The Province of Lleida (/ca/; Lérida /es/; Lhèida /oc/) is one of the four provinces of Catalonia. It lies in northeastern Spain, in the western part of the autonomous community of Catalonia, and is bordered by the provinces of Girona, Barcelona, Tarragona, Zaragoza and Huesca and the country of France and the principality of Andorra. It is often popularly referred to as Ponent (i.e. the West).

Of the population of 414,015 (2007), about 30% live in the capital, Lleida. Some other towns in the province of Lleida are La Seu d'Urgell (the archbishop of which is also the co-prince of Andorra), Mollerussa, Cervera, Tàrrega, and Balaguer. There are 231 municipalities in Lleida.

Located in the Pyrenees, the Aran Valley is a special comarca with greater autonomy and with Aranese, a variety of Occitan, as its official language.

The Aigüestortes i Estany de Sant Maurici National Park is located in this province.

The province enjoys a thriving fruit-growing industry, including pears and peaches.

According to the 2006 Statute of Autonomy of Catalonia, the provinces of Catalonia are due to be superseded by territorial units (unitats territorials) or vegueries based on a more historical political division, and the province of Lleida would become two territorial units: Ponent or Terres de Lleida Vegueria (the entire southern area) and Alt Pirineu i Aran Vegueria (the entire northern part plus the comarca of Cerdanya, part of which is currently in the Province of Girona), the county of Solsona going to the Comarques Centrals (Central Counties) Vegueria. The plan is currently on hold as of 2015.

== Language ==

The province of Lleida has a characteristic Catalan dialect popularly known as lleidatà, with lo/los used as the masculine definite article instead of el/els as well as its pronunciation in a large number of words. One example of the pronunciation is the a at the end of the word that is pronounced like an e. The local dialect, properly known as North-Western Catalan, is part of the Western Catalan block, and as such, shares some features with Valencian (whose dialects are also part of that group).

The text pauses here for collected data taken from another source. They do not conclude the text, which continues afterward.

PR #7672, opened 2022-09-05
Await pause

jasonLaster:
There are several places where we create a pause and try to then use it only to learn that it could not be created.

In many of these places we first await `ensureLoaded`, but in those case it could fail silently as well. What I'm proposing is that we have `ensurePause` return the `createAwaiter` so that when we have the pause we know it is legit.

This will for example help us with async call stacks where we need the pause, but the async frame could be outside the loaded region


src/devtools/client/debugger/src/actions/pause/paused.ts
```diff
@@ -47,16 +47,13 @@ export function paused({
...
-    dispatch(pausedAction({ executionPoint, time, id: pause.pauseId!, frame }));
-
+    const pause = await ThreadFront.ensurePause(executionPoint, time);
     const cx = getThreadContext(getState());
 
+    dispatch(pausedAction({ executionPoint, time, id: pause.pauseId!, frame }));
     try {
-      await pause.createWaiter;
+      // @ts-expect-error optional time mismatch
+      await ThreadFront.ensurePause(executionPoint, time);
```
jasonLaster, line 56: i'm pretty unsure about this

Lleida is the only province in Catalonia to have a second native language: Occitan, in the Aran Valley.

Largest groups of foreign residents
| Nationality | Population (2025) |
|---|---|
| Morocco | 21,590 |
| Romania | 20,284 |
| Colombia | 7,057 |
| Senegal | 6,507 |
| Ukraine | 3,875 |
| Algeria | 3,671 |

== Tourism ==
Lleida is located in the western part of Catalonia and in the northeast of the Iberian Peninsula, between Barcelona and Madrid, and not far from Zaragoza. It borders France and Andorra to the north. This is a popular destination for mountain activities such as skiing and adventure sports.

=== Nature ===
Lleida has a wide variety of landscapes. This includes the mountain area of the Pyrenees. The Aigüestortes i Estany de Sant Maurici National Park, the only National Park in Catalonia, and the Alt Pirineu (High Pyrenees) and Cadí-Moixeró natural parks are all in the Pyrenees region. The Collegats-Terradets Territorial Park, the Boumort Natural Hunting Reserve and the Congost de Mont-rebei gorge are in the Pre-Pyrenees.

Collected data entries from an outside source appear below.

PR #7676, opened 2022-09-06
Temporary fix for the new console and corresponding sources (FE-702)

hbenl:
This is just a temporary fix, we should discuss how we want to handle corresponding sources in the new architecture.

### DIFF
--- a/src/ui/utils/preferredLocation.ts
+++ b/src/ui/utils/preferredLocation.ts
@@ -1,7 +1,10 @@
 import { MappedLocation } from "@replayio/protocol";
 import { ThreadFront } from "protocol/thread";
 import { UIStore } from "ui/actions";
-import { getPreferredLocation as getPreferredLocationSelector } from "ui/reducers/sources";
+import {
+  getPreferredLocation as getPreferredLocationSelector,
+  getCorrespondingSourceIds,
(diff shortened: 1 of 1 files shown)


src/ui/utils/preferredLocation.ts
```diff
@@ -1,18 +1,33 @@
...
+    return;
+  }
+  const state = store.getState();
+  // TODO [hbenl] another hack: the new console doesn't update sourceIds in locations
+  // to their first corresponding sourceId, which getPreferredLocationSelector
+  // subsequently complains about
+  const correspondingLocations = locations.map(location => ({
+    ...location,
+    sourceId: getCorrespondingSourceIds(state, location.sourceId)[0],
+  }));
```
bvaughn, line 26: What's needed to make this _actually_ happen?

There was a Linear issue that got closed by a temporary fix but do we have a non-temporary issue open that describes what needs to be done?

hbenl: I wanted to discuss in one of our frontend meetings how we handle corresponding sources in the new architecture. Personally I think we should do what the old architecture did: update all locations as soon as we receive them from the backend, but I'm open to other solutions.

In contrast, the Lleida Plain has more peaceful landscapes. In some cases, these are rather sober, while in others there is fertile land with century-old olive trees, fruit trees, meadows and crop fields. In this area, it is particularly relevant to highlight such spectacular settings as the Estany d'Ivars i Vila-sana pool and the Aiguabarreig (confluence) of the rivers Segre, Cinca and Ebro. On 6 January 2021, in Tuc de la Llança, Spain's absolute minimum temperature of -34.1 C was registered.

=== Sports ===
The comarques (local districts) of Lleida are also market leaders within Spain in the provision of adventure sports, with more than 170 companies organising around fifty different activities on land and water and in the air. This area is also Spain's leading ski destination.

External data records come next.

PR #7677, opened 2022-09-06
Don't throw on Analysis errors (FE-690)

hbenl:


markerikson:
I think this seems reasonable conceptually - what's the net behavior difference at runtime?

markerikson (approved):

jcmorrow:
> I think this seems reasonable conceptually - what's the net behavior difference at runtime?


@markerikson I think this is to make it less likely that the console error boundary gets triggered and causes the whole thing to turn into "Oops, sorry, something crashed"

markerikson:
Sure, that seems like a good thing :)

bvaughn:
What's the UX of this change? (What actually happens in the Console?)

Would have probably been nice to see a video or something.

Lleida has 11 different ski resorts which are marketed under the brand "Neu de Lleida" (Lleida Snow) and offer over 450 km of ski slopes. Their 81 ski lifts have the capacity to carry 115,000 skiers per hour, while the area immediately surrounding these winter sports complexes can also accommodate more than 30,000 visitors.

=== Transport ===
The province is served by Lleida–Alguaire Airport which provides direct routes to the Balearic Islands which are operated by Iberia. However, Josep Tarradellas Barcelona–El Prat Airport is also frequently used by air travellers from the province which provides most domestic and international destinations. It is located 154 km south east of Lleida.

=== Culture ===
Lleida has a rich architectural heritage. The churches of the Vall de Boi have been declared part of a UNESCO World Heritage Site. Recently Lleida has started many new initiatives for tourists. These include: the Centre d'Observació de l'Univers (Centre for Observing the Universe), or PAM, of Montsec, which is an ambitious project that combines research, education and diffusion within the field of cultural and scientific tourism; the establishment of the Tren dels Llacs (Lakes Train), a touristic railway that connects the provincial capital to the Pre-Pyrenees; the creation of new exhibition spaces (including the Museum of Lleida, the Paper Dresses Museum of Mollerussa and the Skiing Museum of the Val d'Aran); the organisation of routes to help discover the natural, cultural and monumental treasures of Lleida (with the Castles of Sió Route, the Pyrenean Counties and Nostalgic Pallars Route, the Wine Route of Les Garrigues, and the Literary Routes of Pallars, etc.); and also projects to promote excellence in the field of tourism, such as the Network of Villages with Charm.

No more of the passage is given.